*** PROVIDED DATA Section Begins ***

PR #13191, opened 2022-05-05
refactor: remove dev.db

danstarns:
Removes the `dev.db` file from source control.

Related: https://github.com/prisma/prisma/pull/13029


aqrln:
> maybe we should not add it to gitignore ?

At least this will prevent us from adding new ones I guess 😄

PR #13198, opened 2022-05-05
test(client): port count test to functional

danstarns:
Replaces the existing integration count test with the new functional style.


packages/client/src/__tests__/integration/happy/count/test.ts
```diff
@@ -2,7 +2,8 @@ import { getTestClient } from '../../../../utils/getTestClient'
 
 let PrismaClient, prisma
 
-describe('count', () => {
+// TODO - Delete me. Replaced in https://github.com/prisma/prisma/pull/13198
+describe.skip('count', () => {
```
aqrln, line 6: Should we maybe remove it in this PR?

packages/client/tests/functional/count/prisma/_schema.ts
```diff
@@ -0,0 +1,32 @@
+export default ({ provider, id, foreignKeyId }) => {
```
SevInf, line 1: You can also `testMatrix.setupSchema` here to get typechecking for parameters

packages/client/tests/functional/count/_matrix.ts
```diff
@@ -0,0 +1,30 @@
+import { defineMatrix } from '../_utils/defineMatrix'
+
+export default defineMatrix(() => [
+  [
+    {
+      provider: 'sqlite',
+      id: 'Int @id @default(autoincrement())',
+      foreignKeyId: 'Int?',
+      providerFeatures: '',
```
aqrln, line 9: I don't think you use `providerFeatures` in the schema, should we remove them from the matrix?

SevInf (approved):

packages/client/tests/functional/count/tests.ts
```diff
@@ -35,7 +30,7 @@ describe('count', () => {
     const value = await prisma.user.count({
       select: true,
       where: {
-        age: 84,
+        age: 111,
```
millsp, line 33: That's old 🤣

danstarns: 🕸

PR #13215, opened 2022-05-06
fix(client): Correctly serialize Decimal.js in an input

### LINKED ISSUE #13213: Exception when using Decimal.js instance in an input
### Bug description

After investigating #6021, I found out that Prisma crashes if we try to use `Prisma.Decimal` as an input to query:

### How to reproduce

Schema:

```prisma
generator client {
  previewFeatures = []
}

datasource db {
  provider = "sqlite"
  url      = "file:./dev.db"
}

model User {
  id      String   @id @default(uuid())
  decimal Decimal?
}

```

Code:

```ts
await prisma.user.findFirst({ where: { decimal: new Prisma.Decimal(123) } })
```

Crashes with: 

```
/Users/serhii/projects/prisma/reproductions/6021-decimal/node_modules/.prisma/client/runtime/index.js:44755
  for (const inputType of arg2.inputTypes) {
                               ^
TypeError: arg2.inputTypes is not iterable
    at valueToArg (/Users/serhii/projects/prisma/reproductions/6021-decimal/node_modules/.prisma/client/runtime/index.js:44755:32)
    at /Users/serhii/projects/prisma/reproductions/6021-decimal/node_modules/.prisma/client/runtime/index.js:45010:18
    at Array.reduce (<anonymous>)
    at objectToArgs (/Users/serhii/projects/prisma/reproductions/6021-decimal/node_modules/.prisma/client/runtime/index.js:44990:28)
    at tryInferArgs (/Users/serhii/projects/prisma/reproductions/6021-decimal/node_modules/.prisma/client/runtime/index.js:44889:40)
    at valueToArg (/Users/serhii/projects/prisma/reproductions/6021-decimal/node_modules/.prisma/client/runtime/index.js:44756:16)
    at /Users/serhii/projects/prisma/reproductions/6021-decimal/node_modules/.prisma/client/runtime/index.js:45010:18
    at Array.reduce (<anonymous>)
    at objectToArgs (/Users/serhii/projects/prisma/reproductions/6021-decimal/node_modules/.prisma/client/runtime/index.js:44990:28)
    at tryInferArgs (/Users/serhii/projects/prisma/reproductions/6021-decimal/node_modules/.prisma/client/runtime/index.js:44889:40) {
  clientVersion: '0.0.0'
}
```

*** PROVIDED DATA Section Ends ***

▸ **YOUR INSTRUCTIONS**: Show a copy of each line from the records above in which the string "foreignKeyId" occurs.

▸ **WRITTEN SOLUTION**:
+export default ({ provider, id, foreignKeyId }) => {
+      foreignKeyId: 'Int?',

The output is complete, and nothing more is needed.